Ensure Python is installed on your system. You can download it from [python.org](https://www.python.org/downloads/). It's recommended to use Python 3.x (e.g., Python 3.8 or Python 3.9).

#### Step 2: Create and Activate Virtual Environment

1. Navigate to your project directory in the terminal:
```
cd path/to/your/project
```

2. Create a new virtual environment (replace `myenv` with your preferred name):
```
virtualenv myenv
```

3. Activate the virtual environment:
- On Windows:
```
myenv\Scripts\activate
```
- On macOS and Linux:
```
source myenv/bin/activate
```

#### Step 3: Install requirement.txt

1. It will install all the packages that are required for this project:
```
pip install -r requirements.txt
```

#### Step 4: Apply Migration
1. Make initial migrations for the Django project:
```
python manage.py makemigrations
```

2. Apply migrations to set up your database:
```
python manage.py migrate
```

#### Step 5: Change model location
1. The machine learning model (scaler.pkl and dt.sav) location inside django views.py need to be change according to your file system.

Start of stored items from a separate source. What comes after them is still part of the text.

PR #308, opened 2022-01-10
Device storage update

anderagakura:


dmdabbs:
Looks good to me, @anderagakura. 

Vendors may have integrations where a publisher or advertiser client grants access to implement code (and access storage) in a subdomain of the publisher or advertiser, such as TCF used to delegate to authorised CMPs for consensu.org. What is the guidance for disclosing these situations?  Surely the Vendor cannot publish a `Domains` object with '*' as the domain name.   Is this a case where it is incumbent on the Publisher or Advertiser (who own the domain) to ensure that they are a) disclosed in the CMP and b) this storage is disclosed with with proper Purpose mappings? The disclosure will not be associated with the Vendor partner, however.

tla-sirdata:
Looks good to me as well. Thanks

PR #312, opened 2022-02-01
Additional Vendor Information List

anderagakura:
This describes the B2B registration

### DIFF
--- a/TCFv2/Additional Vendor Information List Specification.md
+++ b/TCFv2/Additional Vendor Information List Specification.md
@@ -6,7 +6,7 @@ The Additional Vendor Information List is a technical document that can be downl
 
  * Full Legal Entity Address
  * B2B Contact details
- * Territorial scope (EU/EEA/UK countries where the vendor operates)
+ * Territorial scope (EU/EEA/EFTA/UK countries where the vendor operates)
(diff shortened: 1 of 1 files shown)


tla-sirdata:
Looks good to me. Thanks

janwinkler:
see my comments in google docs:
- CH is not in the EEA
- address should be formatted
- allow "EU" to use all countries instead of naming them all

anderagakura:
@janwinkler It's an EFTA country that has transposed the GDPR in national law and publishers there use the TCF. CH has not transposed the ePrivacy directive which is why the purposeOneTreatment flag is still relevant. The aim of this [push](https://github.com/InteractiveAdvertisingBureau/GDPR-Transparency-and-Consent-Framework/pull/312/commits/64255a87f61b6e61686080072b8f304fdb73ef13) is to add EFTA territorial scope within the doc.

> CH is not in the EEA

If we start doing that, we should describe other info per country like department, region etc... This way enables to put any sort of address and in addition, this is something already used in other specs (e. g. Seller.json)

> address should be formatted

The purpose of this field is to avoid scenarios such as a german publisher collecting consent for a vendor that operates only in the french market etc... Removing granularity cancels the purpose of this field.
> allow "EU" to use all countries instead of naming them all

janwinkler:
re address formatting: its a different in seller.json and in the cmp. the cmp will need to display it in a readable form. allowing vendors to just add any text, will cause a lot of struggle ...

granulatiry: i dont want to remove DE, FR and so on. just add EU/EEA/EFTA in order to make a shorter list possible

anderagakura:
This is not intended to be disclosed to users in the CMP. It's a standalone file that publisher can use when configuring their CMP to select a subset of vendors rather than the full GVL. 

> re address formatting: its a different in seller.json and in the cmp. the cmp will need to display it in a readable form. allowing vendors to just add any text, will cause a lot of struggle...

Again this is not intended to be disclosed to users in the CMP so there is no need to shorten the list. It's better to have the granularity rather than allowing vendors to select EU by default
> granulatiry: i dont want to remove DE, FR and so on. just add EU/EEA/EFTA in order to make a shorter list possible =>

janwinkler:
re address formating: even if its only for publishers - publishes also want to be able to get data presented in a readable way. plus: what's the downside in formating it?

anderagakura:
There is no downside, we just took this path due to all of our explanations. Of course, agree about getting "_data presented in a readable way_", this is what we want and that's why today we consider this solution as the best one. In the future, if we notice some issues (or you report it) we will review it in order to make some changes. 

> re address formating: even if its only for publishers - publishes also want to be able to get data presented in a readable way. plus: what's the downside in formating it?

HeinzBaumann (approved):

Issue #316, opened 2022-03-14
Clarify use of wildcard identifiers in "Vendor Device Storage & Operational Disclosures"


mattpr:
[Docs](https://github.com/InteractiveAdvertisingBureau/GDPR-Transparency-and-Consent-Framework/blob/master/TCFv2/Vendor%20Device%20Storage%20%26%20Operational%20Disclosures.md#disclosures-object) indicate wildcards are allowed for `domain`...

> `*` = any domain (ex. first party cookie)
> `*.vendor.com` means multiple subdomains may exist

However it doesn't say whether using wildcards are allowed elsewhere but we have noticed [some vendors](https://help.adspirit.de/deviceStorage.json) that use wildcards in their `identifier` fields (for instance if they have a cookie naming pattern `prefix-customerId`... `prefix-1234` and `prefix-5678` would be covered by `prefix-*`.  

Just wondering whether this is allowed/intended/supported. If so, can we get some clarification in the docs?

dmdabbs:
We will look into it. 
cc: @anderagakura

anderagakura:
@mattpr As mentioned in the [Doc](https://github.com/InteractiveAdvertisingBureau/GDPR-Transparency-and-Consent-Framework/blob/master/TCFv2/Vendor%20Device%20Storage%20%26%20Operational%20Disclosures.md#disclosures-object), the wildcard is **only** allowed for `domain`. 

Regarding the current status of the doc, if any vendor applies the wildcard outside the `domain` field then it does not follow the doc. Fyi, we have a compliance program in order to check the devicestorage.json of the vendors and notice them if something is wrong. In the meantime, if you see similar issues any devicestorage.json, your feedback are definitely welcome to [framework@iabeurope.eu](mailto:framework@iabeurope.eu)

dmdabbs:
We should investigate AdSpirit's use of wildcards in the name field. I believe Jan Winkler used to work at AdSpirit and could speak to it or connect us to them. 

If a vendor's cookie names incorporate, for example, match partner ids or the like, accommodating the asterisk will be the only tenable way for those vendors or publishers to provide the requested transparency.

dmdabbs:
Jan replied in Slack:

> [Jan Winkler](https://app.slack.com/team/UA34RRYTG)  [6:06 PM](https://iabtechlab-privacy.slack.com/archives/DCP7V4LHE/p1647904008524989)
[...]

PR #320, opened 2022-04-04
Allow wildcards through the field identifier +  adding a new field named domains + disclosures object empty if no client-side storage

anderagakura:


dmdabbs:
Our example for the device disclosure url uses a ".well-known" url  (perhaps from back from when this was required). To avoid people thinking this is required, should we just make it a simple url path?

What about the open question in [Issue 316](https://github.com/InteractiveAdvertisingBureau/GDPR-Transparency-and-Consent-Framework/issues/316)?

dmdabbs (approved):
LGTM

HeinzBaumann (approved):

spencerwyckoff (approved):
Updates look good and inline with meeting discussions.

PR #328, opened 2022-09-07
Update of the examples and adding a new FAQ

anderagakura:


jdelhommeau:
I am not sure to understand why the "domains" array is set to empty in your example. You seem to insinuate that if a domain is disclosed under "disclosures" section, it does not need to be listed under the "domains" object (that is how I interpret this sentence "The domains array is empty because there is no use of (*) via any domains in the in disclosure array above."). To me, those two sections provide different information and what is disclosed in one shouldn't influence the other.

If you have cookies listed under "disclosures" section, associated to some domains, those same domains should be listed under the "domains" array, which is not the case in your example.

you also changed the example for "Below is sample JSON for a fictional TCF Vendor that does not make use of any client-side storage." to have the "domains" array empty.

"domains" array is not the list of domains used for client-side storage. As per spec, the "domains" array contains all domains that may be used to process personal data, regardless of whether that domain make use of client-side storage. For example, if a vendor process the IP, but doesn't use cookies, then the domain used to call the vendor should be listed under the "domains" section.

anderagakura:
@jdelhommeau The idea was to highlight this scenario but definitely it can be confusing. Going to update it.

> I am not sure to understand why the "domains" array is set to empty in your example. You seem to insinuate that if a domain is disclosed under "disclosures" section, it does not need to be listed under the "domains" object (that is how I interpret this sentence "The domains array is empty because there is no use of (*) via any domains in the in disclosure array above."). To me, those two sections provide different information and what is disclosed in one shouldn't influence the other.

>If you have cookies listed under "disclosures" section, associated to some domains, those same domains should be listed under the "domains" array, which is not the case in your example.

According to what you say, this describes a new example to be added in the doc or in the FAQ. Need to be discussed in mails or in the next meeting.
>you also changed the example for "Below is sample JSON for a fictional TCF Vendor that does not make use of any client-side storage." to have the "domains" array empty.

>"domains" array is not the list of domains used for client-side storage. As per spec, the "domains" array contains all domains that may be used to process personal data, regardless of whether that domain make use of client-side storage. For example, if a vendor process the IP, but doesn't use cookies, then the domain used to call the vendor should be listed under the "domains" section.

jdelhommeau:
actually, amending my comment above. 
`If you have cookies listed under "disclosures" section, associated to some domains, those same domains should be listed under the "domains" array, which is not the case in your example.`
This is only valid if data in cookies is personal, or that processing cookies result in processing personal data (likely the case if cookies are used server side, so along with http request and IP address).

jdelhommeau:
Lets discuss this PR next week during the FSWG meeting as it is unclear to me what you are trying to achieve with those example. From my point of view, those example are wrong, but maybe I am missing something.

anderagakura:
@jdelhommeau They are not wrong. The idea is to highlight, focus the different examples because some vendors just copy/paste without changing according to their mechanism. Anyway, let's discuss about it next week.

janwinkler:
the example says "domains", the table above the example says "domain" ...

jdelhommeau:
@janwinkler the table above list both "domain" and "domains", but there is a note to indicate that "domain" may eventually be deprecated, which is why we are updating examples to use "domains" instead of "domain".

janwinkler:
ah yes i was looking at the old version

PR #329, opened 2022-11-09
Use of the protocol HTTPS over HTTP

anderagakura:


anderagakura:
@jdelhommeau @dmdabbs Now, only HTTPS is considered

PR #345, opened 2023-09-19

viktor-yoc:
Default value for getting int in mPreferences.getInt() cannot be String, it is compilation error. In your case empty string "". It should be Integer and need to be set to 0.


ANGIL21 (approved):

ANGIL21:
perfect

HeinzBaumann (approved):

PR #355, opened 2023-12-04
Fix probably typo on IAB Tech Lab - Consent string and vendor list formats v2.md

peczenyj:
I believe there is a copy paste error on the created field, it has the same description as last updated


HeinzBaumann (changes requested):
The text is correct as is, not a typo. The created and updated timestamp must be identical as of v2.2. - Change Declined. This PR should be closed.

PR #356, opened 2024-01-03
CTV Support

lamrowena:
- Added details for CTV Support


maryxlw (approved):

nicshub (approved):

HeinzBaumann (approved):

janwinkler:
On that last example (Roku): The example uses two different section names (TCF and GPP in ec = CreateObject("roRegistrySection", "TCF")). Im not sure what the implication is, but like to avoid that this breaks something if we dont explicitly call it out in the spec.

Tihana08 (approved):

PR #370, opened 2024-03-25

mujuonly:
Text correction


HeinzBaumann (approved):
This fixes the bookmark in this paragraph. Looks okay.

PR #380, opened 2024-09-07
minor updates

HeinzBaumann:


jdelhommeau:
As discussed during yesterday's FSWG meeting, while we all agreed with the goal, the sentence in its current form created some confusion. We should add further context to it to avoid this once released.
I suggest the below:

> In case the user deselects a vendor (neither giving it consent nor allowing it to operate under legitimate interest) the publisher restriction for this vendor does not need to be written out into the TC string. This is to avoid adding extra restrictions that do not impact the outcome. In case a vendor was not given consent nor legitimate interest, no restriction on that vendor would apply.

PR #404, opened 2025-03-31
Updates to reflect the change in the disclosed vendors section.

HeinzBaumann:
Updated based on the decision made by the TCF FSWG to repurpose the disclosed vendors section to indicate the disclosed vendors and making this section a mandatory section in the TCString.  (see https://docs.google.com/document/d/1evetwMlA_TCJ-GJp3fOqm1k_4W6l6qXA/edit).

### DIFF
--- a/TCFv2/IAB Tech Lab - Consent string and vendor list formats v2.md
+++ b/TCFv2/IAB Tech Lab - Consent string and vendor list formats v2.md
@@ -64,6 +64,7 @@
 
 | Date | Version | Comments |
 | :-- | :-- | :-- |
+| Apr 2025 | 2.3 | Resolve the LI ambiguity by repurposing and making the ‘Disclosed Vendors’ section a mandatory section of the TC string.
 | Feb 2024 | 2.2 | Deprecated the gdpr_pd macro, and added the field 'environments' to the CMP JSON. |
 | May 2023 | 2.2 | Update to further strengthen the TCF as a standard in the industry: revised purpose names and descriptions, introduced retention periods for all purposes, removed legitimate interest for purposes 3 to 6, the introduction of data categories used in conjunction with the purposes, support for legitimate interest claim urls, adding support for localized policy urls and introducing a more robust vendor compliance program. |
 | June 2022 | 2.1 | Update of the <b>Global Vendor List JSON Object</b> example regarding the filename in `deviceStorageDisclosureUrl` |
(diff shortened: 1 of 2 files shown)


janwinkler (approved):

HeinzBaumann:
I will need to update the TC String example with a disclose vendors segment in the segment section of the spec.

patmmccann:
It is currently impossible for a user to register an objection to SP1, and several vendors, including Google Ad Manager (in the __eoi) cookie disclosed here ( https://business.safety.google/adscookies/ ) but not in the device disclosure url in the tcf registration) and the Ozone Project (disclosed here https://github.com/prebid/prebid.github.io/pull/5967/files ), seem to rely on Special Purpose 1 to set cookies. Google Ad Manager documentation says there is nothing in tcdata that can prevent this cookie from being set by pubads_impl (https://support.google.com/admanager/answer/9882911?hl=en#limited-ads-update), as they only rely on special purposes to run Limited Ads 2.0.

Since there is nothing allowing an SP1 objection in TCData, we have no way to communicate to these vendors this is unacceptable for this user. 

We'd like for an SP objection to be specifically possible to express in tcdata, as the e-privacy directive does not seeem to allow for device access for services not specifically requested by the user, and some publishers may need to register or express special purpose objections to prevent vendors with unusual legal interpretations from accessing the device.

achimschloss:
This seems to need an alignment in the TCF policy working group - at least with Ozone they argue that (quoting the PR) _"Consent: As this cookie is strictly necessary for the functioning and security of the website, it is exempt from consent requirements under applicable data protection laws, including the UK GDPR and ePrivacy Directive."_, I'd assume likewise with Google.
 
In that sense they do not rely on SP1 to place the cookie (which they also cannot based on the policy), but requesting controls for SP1 is a topic that can be (re)discussed.

jdelhommeau:
thank you @patmmccann  for your feedback. While I understand the need and the requirement, I do not believe they are directly linked with the current PR, which only goals is to remove existing ambiguity. As such, we are moving forward with the current PR.

We had however already explored the ability for publishers to perform publisher restrictions, including on Special Purposes, which is what I believe you are after.
Your concern will be raised again in the Policy Working group and if the group is supportive, the Framework Signal Working Group will work with the tech lab to update the TCF specs accordingly.

HeinzBaumann:
Update based on FSWG input. Added support for disclosed vendors in mobile storage, added a Q&A to the document for this change and update the broken links in the guideline document.

PR #411, opened 2025-07-29
Try to make AVI specification match reality

jaylett-annalect:
Missing possible values, differences in spelling, and differences in capitalisation between the spec and the live file.


HeinzBaumann:
@lamrowena can you please review this quickly. Thanks!

PR #192, opened 2023-03-10
Mock sapphire APIs

lukaw3d:
"Redirects" currently used APIs from sapphire to emerald.

Thoughts on this approach?


lubej (approved):

csillag (approved):
On the technical level I see that this is OK, but on the conceptual level, I'm sure how interchangeable are the data of the different runtimes...

PR #193, opened 2023-03-10
Render hourly/daily chart in ActiveAccounts

buberdds:
Daily chart needs some customisation unfortunately (hourly buckets won't be added to API)

### DIFF
--- a/src/app/utils/chart-utils.ts
+++ b/src/app/utils/chart-utils.ts
@@ -1,5 +1,5 @@
 import isSameMonth from 'date-fns/isSameMonth'
-import { GetLayerStatsTxVolumeParams, type TxVolume } from '../../oasis-indexer/api'
+import { GetLayerStatsTxVolumeParams, type TxVolume, type ActiveAccounts } from '../../oasis-indexer/api'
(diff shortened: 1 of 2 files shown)


src/app/utils/chart-utils.ts
```diff
@@ -10,8 +10,8 @@ export enum ChartDuration {
 
 export const durationToQueryParams = {
   [ChartDuration.TODAY]: {
-    bucket_size_seconds: 60 * 60,
-    limit: 24,
+    bucket_size_seconds: 60 * 5,
+    limit: (60 / 5) * 24, // full day for 5 minutes buckets
```
buberdds, line 14: @lubej this is changing defaults you created. I can move it to ActiveAccounts if you want, because this will affect your tx chart work. API needs 300 for 5 mins buckets. And we need fetch full day of 5mins buckets. For active accounts we need to use every 12th item (or sum groups of 12, in case of tx_volume)

lubej: Disregard for now. Can be merged in, as is.

PR #195, opened 2023-03-10
Daily transactions chart

lubej:
## Problem

Daily duration changes in https://github.com/oasisprotocol/explorer/pull/193

## Solution

Group buckets by 12 length windows

### DIFF
--- a/src/app/utils/chart-utils.ts
+++ b/src/app/utils/chart-utils.ts
@@ -1,4 +1,7 @@
+import startOfHour from 'date-fns/startOfHour'
+import startOfDay from 'date-fns/startOfDay'
 import isSameMonth from 'date-fns/isSameMonth'
+import startOfMonth from 'date-fns/startOfMonth'
 import { GetLayerStatsTxVolumeParams, type TxVolume, type ActiveAccounts } from '../../oasis-indexer/api'
 
 export enum ChartDuration {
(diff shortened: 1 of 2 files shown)


src/app/utils/chart-utils.ts
```diff
@@ -69,3 +69,38 @@ export const filterHourlyActiveAccounts = (
...
+  )
+
+  return chunkArray
+    .map(groupedBy => {
+      return {
+        [sumKey]: groupedBy.reduce((acc, curr) => acc + (curr[sumKey] as number), 0),
+        [dateKey]: groupedBy[0][dateKey],
+      }
+    })
+    .flat()
```
buberdds, line 105: Is there a need to call flat method at this point ?

src/app/utils/chart-utils.ts
```diff
@@ -69,3 +69,38 @@ export const filterHourlyActiveAccounts = (
 ): ActiveAccounts[] | undefined => {
   return windows?.filter((value, index) => index % 12 === 0)
 }
+
+export const sumBucketsByChucks = <T>(
```
buberdds, line 73: looking at all loops here this logic is so custom that I don't think we need sumKey dataKey args and generics, but Ok.

src/app/utils/chart-utils.ts
```diff
@@ -69,3 +69,38 @@ export const filterHourlyActiveAccounts = (
...
+  dateKey: keyof T,
+  numOfChunks: number,
+) => {
+  if (!buckets) {
+    return []
+  }
+
+  const chunkArray = buckets.reduce(
+    (accArray, item, index) => {
+      const chunkIndex = Math.floor(index / numOfChunks)
```
buberdds, line 85: shouldn't we group by hour, something like isSameHour ?

src/app/utils/chart-utils.ts
lubej: Good point, removed.

src/app/utils/chart-utils.ts
lubej: I was looking into active accounts chart, which has the "offset" as well. It would make more sense. Should I add it to Active accounts chart as well?

src/app/utils/chart-utils.ts
lubej: Was just thinking that it might be useful to reuse, for all time chart, or something similar.

src/app/utils/chart-utils.ts
buberdds: It's not the same. In active accounts we show every 12th item and we do not group/sum them as windows overlaps for 5 minutes buckets.

lubej: Right, after talking with Don, summing by hour makes the most sense.

buberdds (approved):

PR #199, opened 2023-03-10
Don't transform error responses

lukaw3d:
Fixes "TypeError: Cannot read properties of undefined (reading 'map')"

### DIFF
--- a/src/oasis-indexer/api.ts
+++ b/src/oasis-indexer/api.ts
@@ -34,7 +34,8 @@ export const useGetRuntimeTransactions: typeof generated.useGetRuntimeTransactio
       ...options?.axios,
       transformResponse: [
         ...arrayify(axios.defaults.transformResponse),
-        (data: generated.RuntimeTransactionList) => {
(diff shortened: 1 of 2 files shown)


src/oasis-indexer/api.ts
```diff
@@ -34,7 +34,8 @@ export const useGetRuntimeTransactions: typeof generated.useGetRuntimeTransactio
       ...options?.axios,
       transformResponse: [
         ...arrayify(axios.defaults.transformResponse),
-        (data: generated.RuntimeTransactionList) => {
+        (data: generated.RuntimeTransactionList, headers, status) => {
+          if (!(status && 200 <= status && status < 300)) return data
```
lubej, line 38: Any reason why we would need to check all 2xx codes?

lukaw3d: Not really

lubej: Would prefer if we would only check for code 200. If it will cause problems, we can always change.

lubej (approved):

PR #206, opened 2023-03-14
Sync Nodes component with incoming API changes

buberdds:
not able to test it, but it should be Ok when new API is released


lubej (commented):
LGTM. Can we keep this PR open, so it does not brake the dashboard page.

lubej (approved):

buberdds:
Discussed on Slack, I will merge it and we will have temp 404s until BE release.

PR #212, opened 2023-03-15
Implement displaying sapphire block and transaction list and details

csillag:
This handles 
 - blocks lists
 -  transaction lists
 -  block details
 -  transaction details.
 - network header

Does _not_ handle:
 - Accounts
 - Tokens
 - Stats
 - Graphs


lukaw3d:
Search results PR breaks assumptions made here

csillag:
> Search results PR breaks assumptions made here

Reworked according to the agreed solution

lukaw3d (approved):

PR #220, opened 2023-03-17
Break circular imports in config vs api

csillag:
If _can_ work, but let's avoid the pain of hidden bugs.

### DIFF
--- a/src/config.ts
+++ b/src/config.ts
@@ -1,4 +1,5 @@
-import { Layer } from './oasis-indexer/api'
+// eslint-disable-next-line no-restricted-imports
+import { Layer } from './oasis-indexer/generated/api' // We get this from the generated code to avoid circular imports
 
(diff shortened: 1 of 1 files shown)


lubej (approved):

src/config.ts
```diff
@@ -1,4 +1,5 @@
-import { Layer } from './oasis-indexer/api'
+// eslint-disable-next-line no-restricted-imports
+import { Layer } from './oasis-indexer/generated/api' // We get this from the generated code to avoid circular imports
```
lukaw3d, line 2: Should also revert e6657af7a1e65bf9374a0a738fcf9974cff5e892

csillag: > Should also revert e6657af7a1e65bf9374a0a738fcf9974cff5e892

See https://github.com/oasisprotocol/explorer/pull/227

PR #225, opened 2023-03-17
Simplify links

csillag:


src/app/components/Account/AccountLink.tsx
```diff
@@ -6,16 +6,26 @@ import Link from '@mui/material/Link'
...
   const isMobile = useMediaQuery(theme.breakpoints.down('sm'))
   const to = RouteUtils.getAccountRoute(address, layer)
-  return isMobile ? (
-    <TrimLinkLabel label={address} to={to} />
-  ) : (
-    <Link component={RouterLink} to={to}>
-      {address}
-    </Link>
+  return (
+    <Typography variant="mono" component="span" sx={{ color: COLORS.brandDark, fontWeight: 700 }}>
```
lukaw3d, line 21: Do we no longer need `sx={{ color: COLORS.brandDark, fontWeight: 700 }}`? BlockLink doesn't have it

lukaw3d (approved):
Nice

src/app/components/Account/AccountLink.tsx
csillag: I am not sure, I just copied the code as it was used in the current code-base.

I agree that it would probably make sense to make them more similar to each other.

PR #229, opened 2023-03-20
CopyToClipboard update

buberdds:
Built on top of https://github.com/oasisprotocol/explorer/pull/225

Based on discussion only an icon triggers copy to clipboard action and we want create links instead labels

Also fixes css issue in Account Details. Avatar row now has the same height as all other rows in a list.


lubej (approved):
LGTM

PR #230, opened 2023-03-20
Api sync

buberdds:
- show nodes number even if it's 0
- both total_sent and total_received are now available in API


csillag (approved):
Lgtm.

PR #522, opened 2023-06-13
Display a message when failing to load account details

csillag:
Before:
image

After:
image

### DIFF
--- a/.changelog/522.bugfix.md
+++ b/.changelog/522.bugfix.md
@@ -1,0 +1,1 @@
+Show a nice error message when can't load account details.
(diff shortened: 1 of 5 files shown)


csillag:
This was triggered by recent SQL problems on the backend, so this is not just a theoretical consideration, but actually relevant in the real world.

csillag:
> Could we change the copy to: 'Unfortunately we couldn't load the account details at this time. Please try again later.'

Done. (I won't regenerate the screenshot for this change..)

buberdds (approved):

PR #523, opened 2023-06-13
Improve handling of nameless ERC-20 tokens

csillag:
There are some ERC-20 tokens which don't have a name or a ticker, because these are (strictly speaking) not mandatory parts of the contract specification. We still need to display something on the UI.

This can be tested with account 0x0df7C50f085345a12A2d06cE0D5519607b6E9B47 (Sapphire, Testnet.)

Before:

image

After:

image

### DIFF
--- a/.changelog/523.trivial.md
+++ b/.changelog/523.trivial.md
@@ -1,0 +1,1 @@
+Improve handling of nameless ERC-20 tokens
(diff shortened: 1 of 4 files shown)


csillag:
OK, so now it looks like this: 
image

buberdds (approved):

PR #527, opened 2023-06-14
Use custom locale for formatting distance between dates

buberdds:
We need compact/custom labels when showing Age column labels. 

Another PR will change table cell paddings so we should be able to resolve issue from Slack.


csillag (approved):
Reviewed. LGTM.

PR #532, opened 2023-06-14
Tweak md breakpoint

buberdds:
Don's ideas from Slack, ~waiting for deploy URL~

### DIFF
--- a/.changelog/532.bugfix.2.md
+++ b/.changelog/532.bugfix.2.md
@@ -1,0 +1,1 @@
+Adjust layout to new breakpoint
--- a/src/styles/theme/defaultTheme.ts
+++ b/src/styles/theme/defaultTheme.ts
@@ -83,6 +83,12 @@ declare module '@mui/material/styles' {
 }
 
 export const defaultTheme = createTheme({
+  breakpoints: {
+    values: {
+      ...createTheme().breakpoints.values,
+      lg: 1024,
+    },
+  },
   palette: {
     background: {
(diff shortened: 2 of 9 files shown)


.changelog/532.bugfix.2.md
```diff
@@ -0,0 +1 @@
+Increase md breakpoint value
```
csillag, line 1: Why do we have two changelog fragments, instead one, with two lines? (Is this how it's supposed to work?)

src/styles/theme/defaultTheme.ts
```diff
@@ -82,6 +82,15 @@ declare module '@mui/material/styles' {
 }
 
 export const defaultTheme = createTheme({
+  breakpoints: {
+    values: {
+      xs: 0,
+      sm: 600,
+      md: 1000, // default is 900
```
csillag, line 89: Do we have to override all of them, in order to override this single one? Can't we do something like 
```
values: {
   ...defaultValues,
   md: 900,
}
```

?

.changelog/532.bugfix.2.md
buberdds: I am following one of the comment I've received in the past 
https://github.com/oasisprotocol/oasis-core-ledger/pull/261#discussion_r1174122546

tjanez (approved):

csillag:
Is the W.I.P in the title still relevant?

PR #542, opened 2023-06-15
Follow indexer api changes

csillag:
This is built on top of #541.

I updated the code to follow API changes.

The most notable change is removing support for all token types except ERC-20.

PR #544, opened 2023-06-15
First steps towards displaying contract info

csillag:
~This depends on #542.~

First steps towards supporting contracts:

- When displaying a contract, say so in the title
- Show link to TX that created the contract

For testing, search for address 0x301879c8677e050f0f7104fe6a3059806Abb41C6

For reviewing, I suggest going commit by commit.

### DIFF
--- a/src/app/components/SubPageCard/index.tsx
+++ b/src/app/components/SubPageCard/index.tsx
@@ -11,7 +11,7 @@ import Skeleton from '@mui/material/Skeleton'
 type StyledComponentProps = {
   featured?: boolean
   isLoadingTitle?: boolean
-  title?: string
+  title?: ReactNode
   subheader?: string
   action?: ReactNode
   noPadding?: boolean
--- a/src/locales/en/translation.json
+++ b/src/locales/en/translation.json
@@ -38,6 +38,7 @@
     "block": "Block",
     "bytes": "{{value, number}}",
     "cancel": "Cancel",
+    "createdAt": "Created at",
     "data": "Data",
     "emerald": "Emerald",
     "cipher": "Cipher",
@@ -89,6 +90,9 @@
     "mainnet": "Mainnet",
     "testnet": "Testnet",
     "valuePair": "{{value, number}}"
+  },
+  "contract": {
+    "title": "Contract"
   },
   "nodes": {
     "title": "Active nodes",
--- a/.changelog/544.feature.md
+++ b/.changelog/544.feature.md
@@ -1,0 +1,1 @@
+At address page, recognize contracts, and use appropriate title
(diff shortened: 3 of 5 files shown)


src/locales/en/translation.json
```diff
@@ -1,7 +1,6 @@
 {
   "account": {
-    "cantLoadDetails": "Unfortunately we couldn't load the account details at this time. Please try again later.",
-    "emptyTokenList": "This account holds no {{token}} tokens.",
+      "emptyTokenList": "This account holds no {{token}} tokens.",
```
buberdds, line 3: indent

src/app/pages/AddressDetailsPage/index.tsx
```diff
@@ -31,9 +34,17 @@ export const AddressDetailsPage: FC = () => {
...
+  ) : isContract ? (
+    t('contract.title')
+  ) : (
+    t('account.title')
+  )
+
   return (
     <PageLayout>
-      <SubPageCard featured title={t('account.title')}>
+      <SubPageCard featured title={title as string}>
```
buberdds, line 47: We pass here JSX.Element `<Skeleton`. Let's update SubPageCard prop title to `ReactNode`.

buberdds (commented):
For renaming part let's wait other folks input too.

src/locales/en/translation.json
csillag: Fixed

src/app/pages/AddressDetailsPage/index.tsx
csillag: Yeah, fixed that. (But it turns out we don't even need it here, since SubPageCard can handle displaying the skeleton on it's own, if we just tell it that the title is still loading, so now I'm doing that instead.

csillag:
> For renaming part let's wait other folks input too.

After discussion, I have undone the renaming.

src/app/components/SubPageCard/index.tsx
```diff
@@ -11,7 +11,7 @@ import Skeleton from '@mui/material/Skeleton'
 type StyledComponentProps = {
   featured?: boolean
   isLoadingTitle?: boolean
-  title?: string
+  title?: ReactNode
```
lukaw3d, line 14: Is this for next steps, or leftover?

lukaw3d (approved):

src/app/components/SubPageCard/index.tsx
csillag: Actually, in the end, unrelated but useful. For a while I thought that we need to implement skeleton titles (while loading) externally, and for that, passing in JSX components as title was necessary. But later I realized that `isTitleLoaded` is supported naturally, so no need to use JSX here. But it's still useful for other situations, so I didn't undo the change.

#### Step 6: Run Django Development Server

1. Start the Django development server:
```
python manage.py runserver
```

2. Open your web browser and go to `http://127.0.0.1:8000/` or `http://localhost:8000/` to see your Django project running locally.

### Additional Notes

- **Project Structure**: Ensure your project files are organized appropriately for a Django project. You may need to create apps (`python manage.py startapp appname`) within your project for specific functionalities like the stroke prediction analysis.

- **Database Configuration**: Django uses SQLite by default. Modify `settings.py` if you want to use a different database like PostgreSQL or MySQL.